Más allá de argumentos legales, hay un debate de fondo que el Gobierno rehúye, en torno al papel del Estado en la economía y en la política industrial. La italoamericana Mariana Mazzucato, una de las economistas más alabadas en los discursos y programas electorales de los partidos socialistas europeos, incluido el PSOE hasta que llegó al Gobierno, plantea en su obra 'El Estado emprendedor' la relevancia de la intervención pública en el impulso de 2 sectores innovadores y competitivos. Esta economista parte de ejemplos como el de Silicon Valley, que no se habría desarrollado sin la decidida apuesta e inversión pública y la colaboración público-privada, para señalar la vigencia del rol dinamizador de un sector público bien orientado.
Cierto es que el aluminio no pertenece al sector de las 'startups' tecnológicas, pero no es menos cierto que el del aluminio es un sector competitivo y con futuro, y que las plantas de Alcoa en España proporcionaron beneficios hasta que la multinacional decidió desinvertir dentro de su estrategia de deslocalización. Esta intervención temporal de la empresa para mantener la actividad no se trataría siquiera de una ‘nacionalización’, sino más bien de una 'desprivatización', ya que las plantas de Alcoa operan sobre las de Inespal, empresa pública que el Gobierno de Aznar malvendió por unos 200 millones de euros dentro de la ola de privatizaciones de los años 90 que hipotecó las herramientas del Estado para desarrollar una política industrial activa y cuyas consecuencias hoy pagamos.
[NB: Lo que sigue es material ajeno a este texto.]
PR #1669, opened 2015-05-10
Added configuration directive to define logo filename within the theme

ge0ffray:
$cfg['NavigationLogo'] can be set to define a custom filename for the logo displayed at top of navigation panel.

Signed-Off-By: Geoffray Warnants gwarnants+github@gmail.com

### DIFF
--- a/libraries/navigation/NavigationHeader.class.php
+++ b/libraries/navigation/NavigationHeader.class.php
@@ -81,7 +81,10 @@ class PMA_NavigationHeader
         }
 
         $logo = 'phpMyAdmin';
-        if (@file_exists($GLOBALS['pmaThemeImage'] . 'logo_left.png')) {
+        if (@file_exists($GLOBALS['pmaThemeImage'] . $GLOBALS['cfg']['NavigationLogo'])) {
+            $logo = '<img src="' . $GLOBALS['pmaThemeImage'] . $GLOBALS['cfg']['NavigationLogo'] . '" '
+                . 'alt="' . $logo . '" id="imgpmalogo" />';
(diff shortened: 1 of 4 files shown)


ibennetch:
Hi and thanks for your contribution, but I don't really see the point -- if someone wishes to change the icon, they can just replace it in-place...I don't see really see how this is helpful to a user. Is there are reason replacing `logo_left.png` is less convenient than this?

gwarnants:
Hello, I have a custom theme having multiple logo versions. This feature allow users to choose a custom logo by the config without having to hack the theme.

libraries/navigation/NavigationHeader.class.php
```diff
@@ -81,7 +81,10 @@ private function _logo()
         }
 
         $logo = 'phpMyAdmin';
-        if (@file_exists($GLOBALS['pmaThemeImage'] . 'logo_left.png')) {
+        if (@file_exists($GLOBALS['pmaThemeImage'] . $GLOBALS['cfg']['NavigationLogo'])) {
+            $logo = '<img src="' . $GLOBALS['pmaThemeImage'] . $GLOBALS['cfg']['NavigationLogo'] . '" '
+                . 'alt="' . $logo . '" id="imgpmalogo" />';
+        } elseif ($GLOBALS['cfg']['NavigationLogo'] != 'logo_left.png' && @file_exists($GLOBALS['pmaThemeImage'] . 'logo_left.png')) {
```
Tithugues: Why add the first test (difference)? If parameter equals 'logo_left.png', if the file exists you will go into first "if", if it doesn't exist, you won't go into first, neither second if.
Isn't it possible to check/set the file path before the if, so you won't duplicate the  creation?

ibennetch:
Thank you for your effort, but the developer team doesn't feel this is useful to the majority of users.

PR #1671, opened 2015-05-11
Updates on PMA\Template class

gzzhanghao:
Updates on Template class.
- Add `trim` method to Template class. Now the usage is changed to: 
  `Template::get($template_script_name)->render($data, [$trim = true]);`
  The `$trim` parameter in the render function indicate whether it should eliminate white spaces between HTML tags and its values. This feature is set to ON by default; You can disable it by simply passing `false`.
- `trim` is also provided as a static method.
- Update tests for the Template class.
- Add templates for db_designer.lib.php.
- Change extensions of templates to ".pthml".


Tithugues:
Hi,
Did you create this for a specific need?

libraries/Template.class.php
```diff
@@ -0,0 +1,44 @@
...
+    {
+        $template = static::BASE_PATH . $this->name . '.php';
+        try {
+            extract($data);
+            ob_start();
+            if (file_exists($template)) {
+                include $template;
+            } else {
+                throw new \LogicException(
+                    'The template "' . $template . '" not found.'
```
Tithugues: I think that we should use translation here.

zixtor:
@Tithugues It must be related to https://wiki.phpmyadmin.net/pma/GSoC_2015_Projects#Codebase_Improvements:_OOP_and_refactoring_-_Zhang

libraries/Template.class.php
zixtor: I think it is intended more for the developers if they do happen to type a wrong template name, so we may choose to skip translating it. Its thrown again in catch, so if a user does see a Fatal error, can just copy it and report to us, as user not expected to really do something about it.

zixtor:
@gzzhanghao Please update it such as to have only changes on top of the current master. (so it will just include addition of trim function and all template class unit tests)

zixtor:
@gzzhanghao It would have been better had you done separate things in a new PR, but for now, please update the title/description as well for this PR, maybe as mentioned in your commit message.

templates/designer/database_tables.phtml
```diff
@@ -0,0 +1,140 @@
...
+                    <td width="10px" colspan="3" id="<?php echo $t_n_url; ?>.<?php echo urlencode($tab_column[$t_n]["COLUMN_NAME"][$j]); ?>">
+                        <div class="nowrap">
+                            <?php if (isset($tables_pk_or_unique_keys[$t_n . "." . $tab_column[$t_n]["COLUMN_NAME"][$j]])) : ?>
+                                <img src="<?php echo $_SESSION['PMA_Theme']->getImgPath('pmd/FieldKey_small.png'); ?>" alt="*" />
+                            <?php else :
+                                $type = 'pma/Field_small';
+                                if (strstr($tab_column[$t_n]["TYPE"][$j], 'char')
+                                    || strstr($tab_column[$t_n]["TYPE"][$j], 'text')
+                                ) {
+                                    $type = '_char';
```
zixtor: This must be .= here and at other similar places.

zixtor:
Overall looks very good to me, make the changes as mentioned in above comments, and its ready to merge.

templates/designer/database_tables.phtml
```diff
@@ -0,0 +1,140 @@
...
+                                   title="select_<?php echo urlencode($tab_column[$t_n]["COLUMN_NAME"][$j]); ?>"
+                                   store_column_param="<?php echo urlencode($GLOBALS['PMD_OUT']["TABLE_NAME_SMALL"][$i]); ?>,<?php echo htmlspecialchars($GLOBALS['PMD_OUT']["OWNER"][$i]); ?>,<?php echo urlencode($tab_column[$t_n]["COLUMN_NAME"][$j]); ?>">
+                        </td>
+                    <?php endif; ?>
+                    <td width="10px" colspan="3" id="<?php echo $t_n_url; ?>.<?php echo urlencode($tab_column[$t_n]["COLUMN_NAME"][$j]); ?>">
+                        <div class="nowrap">
+                            <?php if (isset($tables_pk_or_unique_keys[$t_n . "." . $tab_column[$t_n]["COLUMN_NAME"][$j]])) : ?>
+                                <img src="<?php echo $_SESSION['PMA_Theme']->getImgPath('pmd/FieldKey_small.png'); ?>" alt="*" />
+                            <?php else :
+                                $type = 'pma/Field_small';
```
zixtor: Typo here, pma -> pmd..

gzzhanghao:
@zixtor The typo problem was fixed in the newest commit. Please merge :-)

scripts/update-po
```diff
@@ -18,7 +18,7 @@ xgettext \
     --from-code=utf-8 \
     --keyword=__ --keyword=_pgettext:1c,2 --keyword=_ngettext:1,2 \
     --copyright-holder="phpMyAdmin devel team" \
-    `find . -name '*.php' -not -path './test/*' -not -path './po/*' -not -path './release/*' | sort`
+    `find . -name '*.php' -o -name '*.phtml' -not -path './test/*' -not -path './po/*' -not -path './release/*' | sort`
```
zixtor: @gzzhanghao One more thing, this find now seems to be resulting in ./test/* files as well, using regex seems ok to me:-
find -regex '.*\.\(php\|phtml\)' -not -path './test/*' -not -path './po/*' -not -path './release/*' | sort | wc -l

gzzhanghao:
@zixtor Thank you for providing a idea on solving this problem. Now the problem should have been fixed :-)

zixtor:
Thanks!

PR #1672, opened 2015-05-12
Don't throw errors in case reports.phpmyadmin.net is down

tomsommer:
Signed-off-by: Tom Sommer mail@tomsommer.dk


lem9:
Thanks. Backported to QA_4_4 and ported to master.

PR #1673, opened 2015-05-12
Fix undefined index 'collation_connection'

tomsommer:
Make sure $GLOBALS[$collation] is set

Signed-off-by: Tom Sommer mail@tomsommer.dk


lem9:
Thanks. As this is a bug fix I cherry-picked to the QA_4_4 branch, then ported to master. Next time, please use the QA_4_4 branch for fixed.

PR #1674, opened 2015-05-14
Return HTML instead of echo-ing directly in FormDisplay

nisargjhaveri:
The config/FormDisplay was directly echo-ing content.

I changed it to return HTML, so that the same functions can also be used with PMA_Response.

Someone please confirm what I am trying to do. After that, I'll fix the tests and the merge conflicts.

### DIFF
--- a/libraries/config/FormDisplay.class.php
+++ b/libraries/config/FormDisplay.class.php
@@ -213,23 +213,25 @@ class FormDisplay
      *
      * @return void
      */
-    public function display($tabbed_form = false, $show_restore_default = false)
+    public function getDisplay($tabbed_form = false, $show_restore_default = false)
     {
         static $js_lang_sent = false;
+
+        $htmlOutput = '';
 
         $js = array();
         $js_default = array();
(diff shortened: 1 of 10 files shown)


lem9:
Yes, this is the correct way.

nisargjhaveri:
Updated.

lem9:
The buttons in the "Configuration file" section (like Display, Download) do not work for me.

nisargjhaveri:
Check now?

lem9:
Yes, the Download button works now

nisargjhaveri:
Fixed remaining test too.

lem9:
Ha, we like these green "All is well" reports !

lem9:
Nisarg,
just found a problem with this commit. Try Settings > Import: some incorrect text is displayed between the lines of menu tabs.

nisargjhaveri:
o.O Looking into it.

nisargjhaveri:
See #1676.

Missed one `echo`. Sorry for that. -.-

PR #1675, opened 2015-05-15
[Work-in-progress] Prototype of page related settings

nisargjhaveri:
Known issues,
- Proper localization support
- Specific to one page
- Tests might fail (didn't check)

To check, go to DB SQL page, you'll see a small icon on top-right corner.

Thoughts?

### DIFF
--- a/db_sql.php
+++ b/db_sql.php
@@ -10,6 +10,7 @@
  *
  */
 require_once 'libraries/common.inc.php';
+require_once 'libraries/config/page_settings.lib.php';
 
 /**
  * Runs common work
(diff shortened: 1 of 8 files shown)


lem9:
Nisarg,
the result is correct, but please do not duplicate code. I saw duplication from prefs_forms.php.

nisargjhaveri:
Yes, I started with copying `prefs_forms.php` to `page_settings.lib.php`. But even now, some of the code is changed and I'm expecting that this file will see a lot of more changes.

And yes, if we think that it is too similar in future, I'll try unifying it again.

PR #1677, opened 2015-05-16
[Work in progress] Page related settings

nisargjhaveri:
Major changes
- Updated `page_settings.lib.php` and how page related settings work
- Fixed some JS
- Added page settings in some more pages to have clearer idea

### DIFF
--- a/ChangeLog
+++ b/ChangeLog
@@ -34,6 +34,7 @@ phpMyAdmin - ChangeLog
 + rfe #1668 Procedures window shift-click should select multiple rows
 + rfe #1669 Designer: "Sticky" menu option
 + rfe #1671 Directly show table comments in structure view
++ rfe #1559 Page-related settings
 
 4.4.8.0 (not yet released)
 - bug       Allow accessing visual query builder when pmadb is not configured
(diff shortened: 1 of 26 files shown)


lem9:
Nisarg,
what's your plan with this part of the RFE: "There are also other ways to set options. In Browse, we have Options, and other remembered settings like column visibility, column sorting and order of display. I am not sure if these mechanisms should be integrated or not to the new way."

nisargjhaveri:
Marc,
I've been thinking about this part of the RFE. After some thought, I am really confused even about the usefulness of this. And also, implementation. I was just planning to mail `-devel` asking for opinions. Expect an email in few hours.

nisargjhaveri:
I've pushed a couple of commits. Please check.

lem9:
Looks fine, please have a look at the merge conflicts.

nisargjhaveri:
Please check this now. If you think it is fine, I'll squash the commits. Anything else can you remember that is still left?

lem9:
Merging works now. The hint on the top icon is missing the hyphen. Also what about the settings related to the navigation panel?

nisargjhaveri:
I'll fix the hyphen. 

For settings related to navigation panel, should we have separate settings icon along with the five buttons at the top of the panel?

lem9:
Yes it looks like the best place to put this icon.

nisargjhaveri:
So, should I do that with this or later in different commit? Because it'll be a different, special case of page-related settings.

lem9:
You can squash now, I'll do a final review, merge and you can work for the navi panel afterwards.

nisargjhaveri:
I'll squash it on a different branch and open a PR.

PR #1680, opened 2015-05-17
Fix HTML issue.

Tithugues:
A <a> tag wasn't closed.

Thanks to our wonderful browsers, there are no error today, but this is still an error.


lem9:
Thanks.

PR #303, opened 2017-04-12
adding 'safeguard' to catch and erorr an ErrorObservable thereby not breaking the chain

WrathOfZombies:
@Zlatkovsky could you test the changes locally once before merging this. I couldn't test it thoroughly although I did test the concept.


Zlatkovsky:
@cshashwat , have you already fixed the observer issue with a pull request of your own?  I think I remember seeing something like this when I was on vacation.  If so, shall we go ahead and close this one?

cshashwat:
This may reproduce at other points in the code (have only added my fix where we knew there were issues) but know how to fix this issue now. Can close this pull request.

PR #372, opened 2017-04-21
Disable AJAX tracking (app insights) + non-code (readme, tutorial) changes

Zlatkovsky:


Zlatkovsky:
@saunders77 , @WrathOfZombies , I'd like to merge today's "master" into insiders (and then prod)
There is only one actual code-change here, a one-liner:

    this._current.config.disableAjaxTracking = true;

The rest are all non-code files (readme + tutorial file, which now gets auto-open)

Let me know if I should go ahead and push to insiders, and then to prod.

Issue #375, opened 2017-04-25
Unexpected error when deactivating Firebug


maninweb:
Hi there,

I searched, if something similar has already been posted here, but could not find a topic. I hope, I did not oversee something. When deactivating Firebug, I get an unexpected error from the Add-In. Please see the screenshot below:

La única explicación posible al rechazo frontal del actual Gobierno a una propuesta como la que aquí se plantea es que podría suponer una enmienda a la totalidad de la política de anteriores ejecutivos socialistas, caracterizada por la máxima de Javier Solchaga de que “la mejor política industrial es la que no existe”. Hoy el Gobierno de Sánchez tiene que elegir entre Mazzucato o Solchaga, entre las nuevas propuestas socialdemócratas o el viejo y fracasado programa socioliberal.
El caso de Alcoa no es una cuestión solo de dos fábricas en A Coruña y Avilés, sino la prueba de fuego para determinar si este Gobierno apuesta por la industria o no, ya que estas plantas son un símbolo del empleo industrial de calidad en zonas castigadas por las sucesivas reconversiones industriales y la despoblación, además de un activo que Asturias y Galicia se niegan a perder. La peor consecuencia posible de un final traumático es que si un Gobierno supuestamente progresista no se de muestra capaz de evitar la deslocalización de una industria, la salida para algunos trabajadores quizás sea echarse en brazos del populismo reaccionario, y eso es algo que no nos podemos permitir. En sus manos está.